In Muralto there were a total of 314 students (As of 2009). The Ticino education system provides up to three years of non-mandatory kindergarten and in Muralto there were 39 children in kindergarten. The primary school program lasts for five years and includes both a standard school and a special school. In the village, 104 students attended the standard primary schools and 5 students attended the special school. In the lower secondary school system, students either attend a two-year middle school followed by a two-year pre-apprenticeship or they attend a four-year program to prepare for higher education. There were 79 students in the two-year middle school and 2 in their pre-apprenticeship, while 40 students were in the four-year advanced program.

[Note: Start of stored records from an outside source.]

PR #725, opened 2020-04-05
Add dev attribute to network configuration

Xachman:
Fixes https://github.com/dmacvicar/terraform-provider-libvirt/issues/720

This adds the dev attribute if selected to the <forward /> tag in the network xml

### DIFF
--- a/libvirt/network.go
+++ b/libvirt/network.go
@@ -43,6 +43,9 @@ func getNetModeFromResource(d *schema.ResourceData) string {
 	return strings.ToLower(d.Get("mode").(string))
 }
 
+func getNetDevFromResource(d *schema.ResourceData) string {
+	return strings.ToLower(d.Get("dev").(string))
+}
 // getIPsFromResource gets the IPs configurations from the resource definition
 func getIPsFromResource(d *schema.ResourceData) ([]libvirtxml.NetworkIP, error) {
 	addresses, ok := d.GetOk("addresses")
--- a/libvirt/network_def_test.go
+++ b/libvirt/network_def_test.go
@@ -32,7 +32,7 @@ func TestNetworkDefUnmarshall(t *testing.T) {
 			<bridge name="virbr0" stp="on" delay="5" macTableManager="libvirt"/>
 			<mac address='00:16:3E:5D:C7:9E'/>
 			<domain name="example.com" localOnly="no"/>
-			<forward mode='nat'>
+			<forward mode='nat' dev='eth0'>
 				<nat>
 					<address start='1.2.3.4' end='1.2.3.10'/>
 				</nat>
@@ -71,6 +71,9 @@ func TestNetworkDefUnmarshall(t *testing.T) {
 	}
 	if b.Forward.Mode != "nat" {
 		t.Errorf("wrong forward mode: '%s'", b.Forward.Mode)
+	}
+	if b.Forward.Dev != "eth0" {
+		t.Errorf("wrong forward dev: '%s'", b.Forward.Dev)
 	}
 	if len(b.Forward.NAT.Addresses) == 0 {
 		t.Errorf("wrong number of addresses: %s", b.Forward.NAT.Addresses)
--- a/libvirt/resource_libvirt_network.go
+++ b/libvirt/resource_libvirt_network.go
@@ -62,6 +62,11 @@ func resourceLibvirtNetwork() *schema.Resource {
 				ForceNew: true,
 				Default:  netModeNat,
 			},
+			"dev": { // device for forward
+				Type:     schema.TypeString,
+				Optional: true,
+				ForceNew: false,
+			},
 			"bridge": {
 				Type:     schema.TypeString,
 				Optional: true,
@@ -382,6 +387,7 @@ func resourceLibvirtNetworkCreate(d *schema.ResourceData, meta interface{}) erro
 	// check the network mode
 	networkDef.Forward = &libvirtxml.NetworkForward{
 		Mode: getNetModeFromResource(d),
+		Dev: getNetDevFromResource(d),
 	}
 	if networkDef.Forward.Mode == netModeIsolated || networkDef.Forward.Mode == netModeNat || networkDef.Forward.Mode == netModeRoute {
 
--- a/website/docs/r/network.markdown
+++ b/website/docs/r/network.markdown
@@ -20,6 +20,10 @@ resource "libvirt_network" "kube_network" {
 
   # mode can be: "nat" (default), "none", "route", "bridge"
   mode = "nat"
+  
+  # (optional) the network device for forward
+  # should be the network device or bridge. prevents talk between nat networks
+  # dev = "eth0"
 
   #  the domain used by the DNS server in this network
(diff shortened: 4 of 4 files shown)


MalloZup:
looks good thx!

dmacvicar:
While preparing the release I had a look at this one, and I think exposing a functionality that is part of a _forward_ namespace on the main _network_ namespace is not a good idea.

For example, the `forward` element allows for multiple _devices_ to be specified. The way this PR is implemented will not allow to support that.
Any element of `network` that in the future specifies a _device_ for any purpose, will likely clash with this one as well.

I am sorry this happens after the PR is merged. As mentioned in [CONTRIBUTING.md](https://github.com/dmacvicar/terraform-provider-libvirt/blob/master/CONTRIBUTING.md), changes to the schema should create a discussion.

Xachman:
Alright the main reason I worked on this was to facilitate isolated networks.  This didn't seem to work and most of the information I read on the issue mentioned adding the dev attribute.   However if this is going to cause issues I'm more than willing to help sort that out.

dmacvicar:
I think the diagnostic was mislead. lbivirt docs mentions:

>If there is no forward element, the network will be isolated from any other network (unless a guest connected to that network is acting as a router, of course). 

But we always create a forward element.

```golang
	// check the network mode
	networkDef.Forward = &libvirtxml.NetworkForward{
		Mode: getNetModeFromResource(d),
		Dev:  getNetDevFromResource(d),
	}
```

The right fix would have been creating the forward element only if either _mode_ or _dev_ was specified. This would have been backwards incompatible. The original problem originates in my opinion from f6a859c2f, which added the _mode_ parameter, but set it as _forward_, _nat_ as default, while libvirt default to _nat_ only if _forward_ is specified (I haven't tested, but according to the docs). Putting the _mode_ attribute in the top level was IMHO, a mistake too.

I am preparing an alternative implementation. But I am decided to break backward compatibility here and default to no forward if _mode_ is not specified.

Xachman:
Adding the dev attribute does prevent cross talk because appropriate iptables rules are applied to prevent it.  If the forward element implementation should change I will fall back on your judgement on that.

dmacvicar:
I am not against the_dev_ attribute. My problem is that we are using _dev_ to prevent cross-talk because we can't create networks without _forward_ and without _nat_. That and the fact that we are polluting the _network_ tag with values specific to forward.

I understand the cross talk happens because even if you don't specify anything, the provider currently adds a _forward_, and by doing this, activates NAT and the host routing stack is the responsible for the cross-talk.

>nat
>    All traffic between guests connected to this network and the physical network will be forwarded to the physical network via the host's IP routing stack, after the guest's IP address is translated to appear as the host machine's public IP address (a.k.a. Network Address Translation, or "NAT"). This allows multiple guests, all having access to the physical network, on a host that is only allowed a single public IP address. If a network has any IPv6 addresses defined, the IPv6 traffic will be forwarded using plain routing, since IPv6 has no concept of NAT. Firewall rules will allow outbound connections to any other network device whether ethernet, wireless, dialup, or VPN. If the dev attribute is set, the firewall rules will restrict forwarding to the named device only. Inbound connections from other networks are all prohibited; all connections between guests on the same network, and to/from the host to the guests, are unrestricted and not NATed.Since 0.4.2

So I prefer to fix this by allowing both really isolated networks, no forward, and networks with forward & NAT which can be restricted to a device. I want to have semantics as close as libvirt as possible.

Xachman:
Keeping the semantics close to libvirt definitely makes sense and I agree with that networking could be reworked here.

dmacvicar:
And I was slightly wrong.

Just after creating always a _forward_ block, the code then does this:

```golang
if networkDef.Forward.Mode == netModeIsolated || networkDef.Forward.Mode == netModeNat || networkDef.Forward.Mode == netModeRoute {

		if networkDef.Forward.Mode == netModeIsolated {
			// there is no forwarding when using an isolated network
			networkDef.Forward = nil
		} else if networkDef.Forward.Mode == netModeRoute {
			// there is no NAT when using a routed network
			networkDef.Forward.NAT = nil
		}
```

Which actually then removes the _forward_ element. So you can have an isolated network without NAT by using _netModeIsolated_, which it is the string `"none"`. This is not even a valid option in libvirt.

It is documented on our side.

>  # mode can be: "nat" (default), "none", "route", "bridge"
 > mode = "nat"

did you try this one?

Xachman:
I think I did try this before.  This probably works but I'm interacting with ssh connections from the host who has no access when mode = none.  I could be something wrong tho if this should work.  I'll try some other setups maybe with vnc and see what the network looks like.

dmacvicar:
I am undecided what is better.

* Keeping `dev` at the top level as in this PR
  * As the whole _network_ part needs a revamp, this attribute would anyway need to disappear later
  * Perhaps less ugly if we call it `forward_dev` (as mode should have been `forward_mode`
* Add a _HCL_  `forward` block with `dev` and `mode`, akin to libvirt `<forward mode='...' dev='...'/>`
  * A bit ugly _internally_ as the code is doing too much magic based on the mode. But it can be done
  * Need to deprecate `mode`, and no longer have NAT as default. No `mode`, no `forward` unless there is a forward block. this may cause breakage
* Do nothing for now. Do not support this use-case for now. Advise to use the XSLT feature to add the device to the forward element.

@MalloZup what do you think?

It is the classic dilemma between mapping the XML 1:1 or deal with the consequences.

MalloZup:
thx @dmacvicar my fault I didn't checked this change more accurately..


I would think either use `XSLT` providing an example or using `forward_dev`.

But lately, I would tend to use the `XSLT` because if we expose the `forward_dev`,

we are considering only **creation** of resource ..

If **update** an existing network created with `forward_dev` this will be not updated ...

https://github.com/Xachman/terraform-provider-libvirt/blob/a4ba6b895176b0631e259a48698f89080a1c8dce/libvirt/resource_libvirt_network.go#L282

that is not something the PR changed but something we do have problematic and that was also  the origin of my discussion on last PR and issue with the `domain` parameter where user is expecting to change.


So imho here I would rather revert the PR providing `XSLT` or maybe using `forward_dev` but we should for each new XML check if we can `update` network and if not we should imho use `ForceNew=True` which will recreate network because we can't update it

MalloZup:
thx @dmacvicar my fault I didn't checked this change more accurately..


I would think either use `XSLT` providing an example or using `forward_dev`.

But lately, I would tend to use the `XSLT` because if we expose the `forward_dev`,

we are considering only **creation** of resource ..

If **update** an existing network created with `forward_dev` this will be not updated ...

https://github.com/Xachman/terraform-provider-libvirt/blob/a4ba6b895176b0631e259a48698f89080a1c8dce/libvirt/resource_libvirt_network.go#L282

that is not something the PR changed but something we do have problematic and that was also  the origin of my discussion on last PR and issue with the `domain` parameter where user is expecting to change.


So imho here I would rather revert the PR providing `XSLT` or maybe using `forward_dev` but we should for each new XML check if we can `update` network and if not we should imho use `ForceNew=True` which will recreate network because we can't update it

The upper secondary school includes several options, but at the end of the upper secondary program, a student will be prepared to enter a trade or to continue on to a university or college. In Ticino, vocational students may either attend school while working on their internship or apprenticeship (which takes three or four years) or may attend school followed by an internship or apprenticeship (which takes one year as a full-time student or one and a half to two years as a part-time student). There were 15 vocational students who were attending school full-time and 25 who attend part-time.

The professional program lasts three years and prepares a student for a job in engineering, nursing, computer science, business, tourism and similar fields. There were 5 students in the professional program.

As of 2000, there were 5 students in Muralto who came from another municipality, while 219 residents attended schools outside the municipality.